Philosophy Gourmet Report 2009

As the new PGR is out, I’ll take this opportunity to thank Brian Leiter for his service to the community.  In my opinion, the PGR is an extraordinarily useful tool:  primarily for aspiring graduate students, and secondarily for everyone else in philosophy.  Surely it’s not perfect, but it’s a lot better to have it than not.

Leiter and the PGR are periodically attacked.  As far as I can tell, the criticisms’ merit ranges from minor to null.

One of the most serious criticism is that the whole affair is a self-reinforcing exercise biased in favor of major “analytic” departments.  Leiter chooses the departments to rank and then he chooses the evaluators.  The evaluators are mostly a subset of the members or graduates of the departments to be evaluated, excluding virtually everyone else.  Unsurprisingly, the result is a ranking that includes some of the analytic philosophy department and excludes everyone else.  I find this criticism unfair.

Let’s remember that PGR is a ranking of departments in the English speaking world based on reputation.  Now, does anyone seriously doubt that, say, the 10 departments in the English speaking world with the highest reputation are those at the top of the PGR?  The same question can be extended to the rest of the report.  For the ranking to be invalid, there must be departments whose reputation is higher than those listed in the PGR but which are not listed.  What are these neglected departments and what evidence is there that their reputation is higher than those in the PGR?

The way to have a more comprehensive and fair ranking would be to extend the number of departments ranked and the number of evaluators.  This is what critics should do.  Prepare an extended ranking and show that it doesn’t match the PGR.  Given how much work it takes to prepare the PGR, preparing an extended ranking with an extended number of evaluators would be a huge task.  Still, I predict that contrary to the critics, the top of such an extended ranking would match the PGR pretty closely.
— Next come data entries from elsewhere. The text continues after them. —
PR #317, opened 2022-10-26
setup-homebrew: git config after fixing permissions

jck112:
Without this change the action exits with an error (e.g. `error: could not lock config file`) when running with a token using the _homebrew/ubuntu22.04:master_ image.


MikeMcQuaid (approved):

MikeMcQuaid:
Thanks so much for your first contribution! Without people like you submitting PRs we couldn't run this project. You rock, @jck112!

PR #320, opened 2022-11-29
create-gcloud-instance: use Ubuntu 22.04

Bo98:
Since we use 22.04 everywhere else. Plus we need it for newer glib.


iMichka (approved):

chenrui333 (commented):
👍

PR #324, opened 2022-12-03
Various improvements to setup-homebrew

Bo98:
Docker file ownership:
* Replace `chown` logic with `setfacl`.
  - This allows the original permissions to not be disrupted, which the runner may need (and does for the new file commands).
* Increase to cover `RUNNER_TEMP`, including file commands (e.g. `GITHUB_OUTPUT`).
* Reset directories to original ACL/permissions after job completes.

Tokens:
* Adjust token behaviour to use HTTP headers rather than URL authentication.
  - This matches how `actions/checkout` behaves.
* Cleanup token config after the job completes.
  - This is a security enchancement.
* Document that tokens persist through job steps.

GitHub workspace:
* Remove `GITHUB_WORKSPACE` replacement for Homebrew/brew and Homebrew/homebrew-core.
  - ⚠️ This is a breaking change affecting those repositories only.
* Adjust `GITHUB_WORKSPACE` handling for other taps to instead clone to the original `GITHUB_WORKSPACE` directory and symlink the tap location to it, rather than vice versa.
  - This has a slight compatibility concern, albeit hopefully not noticeable.
  - This fixes various compatibility issues with actions assuming `GITHUB_WORKSPACE` is untampered.
  - This operation is now cleaned up and undone when the job completes.
  - This behaviour continues (as before) to not apply to container jobs.
* Add `repository-path` output for Homebrew/brew and all taps, pointing to the relevant path matching `GITHUB_REPOSITORY`

Safe directory:
* Whitelist all Homebrew repositories in git's `safe.directory` config when running in a container.
  - This fixes errors when running not as the `linuxbrew` user.
  - This whitelisting action is currently only supported in container jobs.

Other:
* Replace `set-output` with `GITHUB_OUTPUT` file command.
* Move `sbin` to lower priority than `bin`.
  - This makes the behaviour consistent to `brew shellenv`.
* Remove Linux-specific permission changes (experimental - might drop this if `brew tests` fails).

### DIFF
--- a/.github/workflows/setup-homebrew.yml
+++ b/.github/workflows/setup-homebrew.yml
@@ -11,15 +11,42 @@ on:
 jobs:
   setup:
     strategy:
+      fail-fast: false
       matrix:
-        os:
-          - ubuntu-latest
-          - ubuntu-22.04
-          - macOS-latest
-    runs-on: ${{matrix.os}}
+        include:
+          - os: macos-latest
+            key: macos
+          - os: ubuntu-18.04
+            key: ubuntu-18
+          - os: ubuntu-22.04
+            key: ubuntu-22
+          - os: ubuntu-22.04
+            key: docker-root
+            container:
+              image: ghcr.io/homebrew/ubuntu22.04:master
+              options: --user=root
+          - os: ubuntu-22.04
+            key: docker-linuxbrew
+            container:
+              image: ghcr.io/homebrew/ubuntu22.04:master
+              options: --user=linuxbrew
+    runs-on: ${{ matrix.os }}
+    container: ${{ matrix.container }}
     steps:
       - name: Checkout
-        uses: actions/checkout@v3
+        run: |
+          # Allow writing under linuxbrew user
+          orig_uid=$(ls -nd $GITHUB_WORKSPACE | awk 'NR==1 {print $3}')
+          sudo chown -R $(whoami) $GITHUB_WORKSPACE $HOME
+
+          git config --global --add safe.directory $GITHUB_WORKSPACE
+          git init
+          git remote add origin $GITHUB_SERVER_URL/$GITHUB_REPOSITORY
+          git fetch --no-tags --depth=1 origin $GITHUB_SHA
+          git checkout --force $GITHUB_SHA
+
+          # Reset ownership so we test if the equivalent in setup-homebrew works.
+          sudo chown -R $orig_uid $GITHUB_WORKSPACE $HOME
 
       - name: Check syntax
         run: bash -n setup-homebrew/*.sh
@@ -33,8 +60,8 @@ jobs:
         uses: actions/cache@v3
         with:
           path: ${{ steps.set-up-homebrew.outputs.gems-path }}
-          key: ${{ runner.os }}-rubygems-${{ steps.set-up-homebrew.outputs.gems-hash }}
-          restore-keys: ${{ runner.os }}-rubygems-
+          key: ${{ matrix.key }}-rubygems-${{ steps.set-up-homebrew.outputs.gems-hash }}
+          restore-keys: ${{ matrix.key }}-rubygems-
 
       - name: Install Homebrew Bundler RubyGems
         if: steps.cache.outputs.cache-hit != 'true'
--- a/setup-homebrew/action.yml
+++ b/setup-homebrew/action.yml
@@ -14,20 +14,17 @@ inputs:
     required: false
     default: false
   token:
-    description: Token to be used for GitHub authentication (if using private repositories)
+    description: Token to be used for GitHub authentication (if using private repositories). This token will persist through other steps for the duration of the job.
     required: false
     default: ''
 outputs:
+  repository-path:
+    description: Path to where the repository has been checked out (if applicable)
   gems-path:
     description: Homebrew's Ruby gems path
-    value: ${{steps.setup.outputs.gems-path}}
   gems-hash:
     description: Homebrew's Ruby Gemfile.lock sha256sum
-    value: ${{steps.setup.outputs.gems-hash}}
 runs:
-  using: composite
-  steps:
-    - run: |
-        "$GITHUB_ACTION_PATH/main.sh" '${{ inputs.test-bot }}' '${{ inputs.debug }}' '${{ inputs.token }}'
-      shell: bash
-      id: setup
+  using: node16
+  main: main.mjs
+  post: post.mjs
--- a/setup-homebrew/main.mjs
+++ b/setup-homebrew/main.mjs
@@ -1,0 +1,14 @@
+import {exec} from "@actions/exec"
+import core from "@actions/core"
+
+// GitHub Actions does not support shell `post` actions and thus requires a JS wrapper.
+try {
+  await exec("bash", [
+    new URL("./main.sh", import.meta.url).pathname,
+    core.getInput("test-bot"),
+    core.getInput("debug"),
+    core.getInput("token")
+  ])
+} catch (error) {
+  core.setFailed(error.message)
+}
--- a/setup-homebrew/main.sh
+++ b/setup-homebrew/main.sh
@@ -44,58 +44,93 @@ HOMEBREW_PREFIX="$(brew --prefix)"
 HOMEBREW_REPOSITORY="$(brew --repo)"
 HOMEBREW_CORE_REPOSITORY="$HOMEBREW_REPOSITORY/Library/Taps/homebrew/homebrew-core"
 HOMEBREW_CASK_REPOSITORY="$HOMEBREW_REPOSITORY/Library/Taps/homebrew/homebrew-cask"
+HOMEBREW_OTHER_CASK_REPOSITORIES=(
+    "${HOMEBREW_REPOSITORY}/Library/Taps/homebrew/homebrew-cask-drivers"
+    "${HOMEBREW_REPOSITORY}/Library/Taps/homebrew/homebrew-cask-fonts"
+    "${HOMEBREW_REPOSITORY}/Library/Taps/homebrew/homebrew-cask-versions"
+)
+if [[ "$GITHUB_REPOSITORY" =~ ^.+/homebrew-.+$ ]]; then
+    HOMEBREW_TAP_REPOSITORY="$(brew --repo "$GITHUB_REPOSITORY")"
+fi
 
 # Do in container or on the runner
 if [[ -f "/.dockerenv" ]] || ([[ -f /proc/1/cgroup ]] && grep -qE "actions_job|docker" /proc/1/cgroup); then
-    # Fix permissions to give normal user access
-    sudo chown -R "$(whoami)" "$HOME" "$PWD/.."
+    # Fix permissions to give container user write access.
+    # Directories mounted by the runner are owned by the host user, and can't be written by the container user.
+    if [[ -n "$(command -v setfacl)" ]]; then
+        setfacl_dirs=()
+        user=$(whoami)
+        for dir in "$HOME" "$RUNNER_WORKSPACE" "$RUNNER_TEMP" # These are mounted by the runner
+        do
+            if [[ ! -w "$dir" ]]; then
+                # Give the container user RW permissions, plus execute for directories.
+                sudo setfacl -Rm "d:u:$user:rwX,u:$user:rwX" "$dir"
+                setfacl_dirs+=("$dir")
+            fi
+        done
+        # Store what we've changed so we can revert what we did later.
+        echo "SETFACL_DIRECTORIES=$(IFS=:; echo "${setfacl_dirs[*]}")" >> $GITHUB_STATE
+        echo "Set up ACL."
+    elif [[ ! -w "$GITHUB_OUTPUT" ]]; then
+        # setfacl isn't installed on Ubuntu by default.
+        echo '::warning::Missing write permissions to GitHub directories. Install `acl` (`setfacl`).'
+    fi
+
+    # Add safe directories. This is necessary to allow containers to run as root.
+    # See similar code in `actions/checkout`.
+    # Could do this for non-containers too, but we want to take care to not write into a shared $HOME.
+    # For self-hosted without containers, consider pre-setting this instead.
+    for repo in "$HOMEBREW_REPOSITORY" "$HOMEBREW_CORE_REPOSITORY" \
+                "$HOMEBREW_CASK_REPOSITORY" "$HOMEBREW_OTHER_CASK_REPOSITORIES[@]" \
+                "${HOMEBREW_TAP_REPOSITORY-}"
+    do
+        if [[ -n "$repo" ]]; then
+            git config --global --add safe.directory "$repo"
+        fi
+    done
+
     HOMEBREW_IN_CONTAINER=1
 else
     # Add brew to PATH
-    echo "$HOMEBREW_PREFIX/bin" >> $GITHUB_PATH
     echo "$HOMEBREW_PREFIX/sbin" >> $GITHUB_PATH
+    echo "$HOMEBREW_PREFIX/bin" >> $GITHUB_PATH
 fi
 
 # Use an access token to checkout (private repositories)
 if [[ -n "${TOKEN}" ]]; then
-    git config --global url."https://api:${TOKEN}@github.com/".insteadOf "https://github.com/"
+    git config --global "http.${GITHUB_SERVER_URL}/.extraheader" "Authorization: basic $(echo ${TOKEN} | base64)"
+    echo "TOKEN_SET=1" >> $GITHUB_STATE
 fi
 
 # Setup Homebrew/brew
 if [[ "$GITHUB_REPOSITORY" =~ ^.+/brew$ ]]; then
     cd "$HOMEBREW_REPOSITORY"
-    rm -rf "$GITHUB_WORKSPACE"
-    if [[ -n "${GITHUB_ACTIONS_HOMEBREW_SELF_HOSTED-}" ]]; then
-        mkdir -vp "$GITHUB_WORKSPACE"
-    else
-        ln -vs "$HOMEBREW_REPOSITORY" "$GITHUB_WORKSPACE"
-    fi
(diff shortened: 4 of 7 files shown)


Bo98:
This ideally needs more coverage to actually test the token changes and various update paths involving different taps.

Bo98:
> Remove `GITHUB_WORKSPACE` replacement for Homebrew/brew and Homebrew/homebrew-core.
> * ⚠️ This is a breaking change affecting those repositories only.

This will break most workflows in Homebrew/brew that assume pwd == repo. But it is equally necessary if we want to update from `actions/cache@v1`.

It's maybe worth adding a `repository-path` output here to make it easy to set `working-directory` in subsequent steps.

.github/workflows/setup-homebrew.yml
```diff
@@ -11,15 +11,42 @@ on:
...
+          sudo chown -R $(whoami) $GITHUB_WORKSPACE $HOME
+
+          git config --global --add safe.directory $GITHUB_WORKSPACE
+          git init
+          git remote add origin $GITHUB_SERVER_URL/$GITHUB_REPOSITORY
+          git fetch --no-tags --depth=1 origin $GITHUB_SHA
+          git checkout --force $GITHUB_SHA
+
+          # Reset ownership so we test if the equivalent in setup-homebrew works.
+          sudo chown -R $orig_uid $GITHUB_WORKSPACE $HOME
```
MikeMcQuaid, line 49: Can you explain a bit more what's going on here? I'm pretty lost.

setup-homebrew/main.mjs
```diff
@@ -0,0 +1,13 @@
...
+try {
+  await exec("bash", [
+    new URL("./main.sh", import.meta.url).pathname,
+    core.getInput("test-bot"),
+    core.getInput("debug"),
+    core.getInput("token")
+  ])
+} catch (error) {
+  core.setFailed(error.message)
+}
```
MikeMcQuaid, line 13: I don't really understand why this is needed, can you elaborate a bit?

setup-homebrew/main.sh
```diff
@@ -44,68 +44,96 @@ HOMEBREW_PREFIX="$(brew --prefix)"
...
+            if [[ ! -w "$dir" ]]; then
+                sudo setfacl -Rm "d:u:$user:rwX,u:$user:rwX" "$dir"
+                setfacl_dirs+=("$dir")
+            fi
+        done
+        echo "SETFACL_DIRECTORIES=$(IFS=:; echo "${setfacl_dirs[*]}")" >> $GITHUB_STATE
+        echo "Set up ACL."
+    elif [[ ! -w "$GITHUB_OUTPUT" ]]; then
+        echo "::warning::Missing write permissions to GitHub directories. Install \`acl\` (\`setfacl\`)."
+    fi
```
MikeMcQuaid, line 73: This is pretty involved. Can it get more comments explaining what's going on, why it's needed, etc?

setup-homebrew/main.sh
```diff
@@ -44,68 +44,96 @@ HOMEBREW_PREFIX="$(brew --prefix)"
...
+
+    # Add safe directories.
```
MikeMcQuaid, line 75: What are safe directories? Again: can this get more comments explaining.

setup-homebrew/main.sh
```diff
@@ -138,14 +163,15 @@ else
...
         fi
-        if [[ -z "${HOMEBREW_IN_CONTAINER-}" ]]; then
-            rm -rf "$GITHUB_WORKSPACE"
-            if [[ -n "${GITHUB_ACTIONS_HOMEBREW_SELF_HOSTED-}" ]]; then
-                mkdir -vp "$GITHUB_WORKSPACE"
-            else
-                ln -vs "$HOMEBREW_TAP_REPOSITORY" "$GITHUB_WORKSPACE"
-            fi
+
+        # This is mostly kept for compatibility reasons, so the conditions are intentionally restrictive.
```
MikeMcQuaid, line 167: Can this comment explain more what's going on here

setup-homebrew/post.mjs
```diff
@@ -0,0 +1,11 @@
...
+import core from "@actions/core"
+
+try {
+  await exec("bash", [
+    new URL("./post.sh", import.meta.url).pathname,
+    core.getInput("debug")
+  ])
+} catch (error) {
+  core.setFailed(error.message)
+}
```
MikeMcQuaid, line 11: What's this needed for?

MikeMcQuaid (commented):
Fine with this once it has a few more comments.

Would be great to explain the motivation for the changes rather than just what's changing. I don't really understand the changes here.

Is `$PWD` still the "correct" repository here but it may be a symlink instead? If not: what is `$PWD` now?

Would it be worth splitting this into multiple PRs? This feels like a lot of things to change at once given how many other repositories rely on this.

Bo98:
> Is `$PWD` still the "correct" repository here but it may be a symlink instead? If not: what is `$PWD` now?

`PWD` by default it always `GITHUB_WORKSPACE`. `GITHUB_WORKSPACE` is a fixed location which cannot be changed (but the default working directory can be in the workflow files).

Homebrew and its taps are at fixed locations outside of `GITHUB_WORKSPACE`. To work around the two things being  immovable, we replaced `GITHUB_WORKSPACE` with a symlink to the Homebrew-installed location. This worked for fixing `PWD` but actively broke some official GitHub actions such as `actions/cache@v2` (and later).

We cannot stay on `actions/cache@v1` forever and fight against what GitHub support, and they do not support replacing `GITHUB_WORKSPACE`. The symlink also breaks runner code on non-ephemeral (hence the self-hosted checks that were here).

The alternative is to reverse this so that we always checkout to `GITHUB_WORKSPACE` but symlink on the Homebrew side. As long as Homebrew itself supports symlinks, this should fix all the issues.

Symlinking Homebrew/brew in that direction is however tricky given the nested GitHub repositories. I decided to just drop support for replacing `GITHUB_WORKSPACE` for that repo, given that breakage only affects us and can be addressed in our workflow files. So for Homebrew/brew, `PWD` would no longer point to the repo.

For Homebrew/core, we could keep it. I dropped it considering it was never enabled for self-hosted and our workflows in Homebrew/core need to work on self-hosted, and there is only one thing I think needs changing. I think consistency  between runners makes sense.

For other taps though, I have got the reversed symlink in place with this PR. I have kept the original restrictions of not applying to containers etc. I don't think the restrictions are necessary anymore, but relaxing them does mean making a promise to never reverse that decision, and I want to avoid those promises for now.

.github/workflows/setup-homebrew.yml
Bo98: We never tested setup-homebrew under Homebrew Docker images in this repo's CI, so I thought it was about time we did.

`actions/checkout@v3` does not work with our Homebrew Docker images. The necessary permission fixes are included in our setup-homebrew, but the point of this CI is to checkout so we can test the setup-homebrew changes.

So this replaces `actions/checkout` with a simple checkout + the temporary permission change necessary for that to happen.

setup-homebrew/main.mjs
Bo98: Unfortunantely, GitHub does not support `post` actions in shell so a JS wrapped is needed.

MikeMcQuaid:
> The alternative is to reverse this so that we always checkout to `GITHUB_WORKSPACE` but symlink on the Homebrew side. As long as Homebrew itself supports symlinks, this should fix all the issues.

👍🏻 makes sense.

> So for Homebrew/brew, `PWD` would no longer point to the repo.

I think this is going to cause a bit of confusion, longer-term, and ideally we'd address it. Perhaps a Homebrew/brew environment variable to avoid the symlink-resolving prefix logic would help here?

> For Homebrew/core, we could keep it.

This would be good 👍🏻 

> I think consistency between runners makes sense.

Agreed 👍🏻

setup-homebrew/post.mjs
Bo98: Unfortunantely, GitHub does not support `post` actions in shell so a JS wrapped is needed.

setup-homebrew/main.sh
Bo98: This is the exact same thinng as before with  `chown` but using `setfacl` instead, which works better as it can apply to new files (needed for file commads to work like `GITHUB_OUTPUT`).

`setfacl` _might_ not be installed so I added a check to be safe.

The only other thing happening here is to track what we've changed so that we can cleanup and revert back when the job completes.

setup-homebrew/post.sh
```diff
@@ -0,0 +1,26 @@
...
+
+if [[ -n "${STATE_TOKEN_SET-}" ]]; then
+  git config --global --unset-all "http.${GITHUB_SERVER_URL}/.extraheader"
+  echo "Removed token."
+fi
+
+if [[ -n "${STATE_SETFACL_DIRECTORIES-}" ]]; then
+  (IFS=:; sudo setfacl -Rb ${STATE_SETFACL_DIRECTORIES})
+  echo "Reset permissions."
+fi
```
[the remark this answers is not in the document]
Bo98: This is a cleanup step to restore everything back to how it was before the job started.

* Tokens were previously never cleaned up. This meant subsequent jobs could read them. I consider this to be a security vulnerability.
* Symlinks should be reverted otherwise if the same runnner is used for two taps then we might have symlinks for two taps pointing to the same place.
* `setfacl` reverting I think is good to do. Probably won't _break_ if not done, but I still think it's good to clean up.

setup-homebrew/main.sh
Bo98: Because of https://github.blog/2022-04-12-git-security-vulnerability-announced/, running as root and performing git actions for a directory owned by `linuxbrew` results in an error without this.

See https://github.com/actions/checkout/commit/dcd71f646680f2efd8db4afa5ad64fdcba30e748 for the equivalent change GitHub did for `actions/checkout`.

Bo98:
> I think this is going to cause a bit of confusion, longer-term, and ideally we'd address it. Perhaps a Homebrew/brew environment variable to avoid the symlink-resolving prefix logic would help here?

What type of confusion?

The assumption that PWD == repo already doesn't apply to most of Homebrew/core because that's largely self-hosted.

Note that the code removed was gated under a `Homebrew/brew` check anyway, though that's because we had a bit of code duplication.

MikeMcQuaid:
> > I think this is going to cause a bit of confusion, longer-term, and ideally we'd address it. Perhaps a Homebrew/brew environment variable to avoid the symlink-resolving prefix logic would help here?
> 
> What type of confusion?

Confusion that Homebrew/brew is different to every other repository in this respect and different to what `actions/checkout` does for you.

> The assumption that PWD == repo already doesn't apply to most of Homebrew/core because that's largely self-hosted.

Why is it different there? Can it not be?

setup-homebrew/main.sh
MikeMcQuaid: Sorry, still don't understand what behaviour this changes.

setup-homebrew/post.mjs
MikeMcQuaid: Why do we need post actions now?

setup-homebrew/post.sh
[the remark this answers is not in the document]
MikeMcQuaid: Ok, I see, so this is for cleanup after all of the job has completed and not just `setup-homebrew`.

Good to me, then. Again: would like a lot more inline comments explaining what's going on to future readers.

setup-homebrew/post.mjs
Bo98: See post.sh review below.

Bo98:
> Why is it different there? Can it not be?

Because the `GITHUB_WORKSPACE` replacement broke things. Beyond `actions/checkout`, it broke the GitHub Action's runner's own code on self-hosted.

At this point making PWD == repo would require changes in various places. We currently write to the PWD in test-bot etc and this would break `brew doctor` as a result.

I'm a little hesistent to also do this on non-ephemeral in case the machine crashes mid-job.

setup-homebrew/main.sh
MikeMcQuaid: Thanks! When is this called as root?

Bo98: For our own Docker images: we mostly avoid it ourselves except https://github.com/Homebrew/actions/blob/master/.github/workflows/setup-commit-signing.yml#L20.

For non-Homebrew Docker images: most of them run as root. The `--user=linuxbrew` we have is unusual for the most part (but makes sense for Homebrew/core etc.)

MikeMcQuaid: Ok, thanks.

> GitHub only actually support root in Docker: https://docs.github.com/en/actions/creating-actions/dockerfile-support-for-github-actions#user, so it makes sense to make this work as root.

Note at least internal to GitHub: the opposite is the case 😄.

Given no-one has complained about this I'm fine with including it but don't feel like it's super high priority?

Bo98: > Note at least internal to GitHub: the opposite is the case 😄.

`actions/checkout@v3.1.0` no longer works as non-root anymore. It can't be used with our Homebrew Docker images anymore, hence the `setup-homebrew.yml` CI change.

Bo98:
Added some comments.

.github/workflows/setup-homebrew.yml
MikeMcQuaid: > `actions/checkout@v3` does not work with our Homebrew Docker images. The necessary permission fixes are included in our setup-homebrew, but the point of this CI is to checkout so we can test the setup-homebrew changes.
> 
> So this replaces `actions/checkout` with a simple checkout + the temporary permission change necessary for that to happen.

Could this get added as an inline comment? Thanks ❤️

setup-homebrew/action.yml
```diff
@@ -14,20 +14,17 @@ inputs:
     required: false
     default: false
   token:
-    description: Token to be used for GitHub authentication (if using private repositories)
+    description: Token to be used for GitHub authentication (if using private repositories). This token will persist through other steps for the duration of the job.
```
MikeMcQuaid, line 17:
```suggestion
    description: Token to be used for GitHub authentication (if using private repositories). This token will only persist through other steps for the duration of the job.
```

Maybe?

setup-homebrew/main.sh
```diff
@@ -44,68 +44,101 @@ HOMEBREW_PREFIX="$(brew --prefix)"
...
+)
+if [[ "$GITHUB_REPOSITORY" =~ ^.+/homebrew-.+$ ]]; then
+    HOMEBREW_TAP_REPOSITORY="$(brew --repo "$GITHUB_REPOSITORY")"
+fi
 
 # Do in container or on the runner
 if [[ -f "/.dockerenv" ]] || ([[ -f /proc/1/cgroup ]] && grep -qE "actions_job|docker" /proc/1/cgroup); then
-    # Fix permissions to give normal user access
-    sudo chown -R "$(whoami)" "$HOME" "$PWD/.."
+    # Fix permissions to give container user access.
```
MikeMcQuaid, line 58:
```suggestion
    # Fix permissions to give container user write access.
```

If correct?

setup-homebrew/main.sh
```diff
@@ -44,68 +44,101 @@ HOMEBREW_PREFIX="$(brew --prefix)"
...
+                sudo setfacl -Rm "d:u:$user:rwX,u:$user:rwX" "$dir"
+                setfacl_dirs+=("$dir")
+            fi
+        done
+        # Store what we've changed so we can revert what we did later.
+        echo "SETFACL_DIRECTORIES=$(IFS=:; echo "${setfacl_dirs[*]}")" >> $GITHUB_STATE
+        echo "Set up ACL."
+    elif [[ ! -w "$GITHUB_OUTPUT" ]]; then
+        # setfacl isn't installed on Ubuntu by default.
+        echo "::warning::Missing write permissions to GitHub directories. Install \`acl\` (\`setfacl\`)."
```
MikeMcQuaid, line 76:
```suggestion
        echo '::warning::Missing write permissions to GitHub directories. Install `acl` (`setfacl`).'
```

setup-homebrew/main.sh
```diff
@@ -138,14 +168,16 @@ else
...
-        if [[ -z "${HOMEBREW_IN_CONTAINER-}" ]]; then
-            rm -rf "$GITHUB_WORKSPACE"
-            if [[ -n "${GITHUB_ACTIONS_HOMEBREW_SELF_HOSTED-}" ]]; then
-                mkdir -vp "$GITHUB_WORKSPACE"
-            else
-                ln -vs "$HOMEBREW_TAP_REPOSITORY" "$GITHUB_WORKSPACE"
-            fi
+
+        # Make repo available under `GITHUB_WORKSPACE` (default working directory), which some third-party taps may need.
+        # The symlink needs to be in this direction or `actions/cache` etc will break.
```
MikeMcQuaid, line 173:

The critics seem to underestimate two factors: 

First, there is far more variety of philosophical styles and interests in the PGR-ranked departments than they seem to suppose.  The philosophical style most prominent at Princeton is quite different from that most prominent at Rutgers, and both are quite different from the style most prominent at, say, Pitt.  Nevertheless, there is consensus that those three are some of the most reputable philosophy departments in the world.

Second, although there are many departments that are not ranked and many styles of philosophizing that are not well represented in the PGR, there is little evidence that their reputation is comparable to that of the PGR-ranked departments.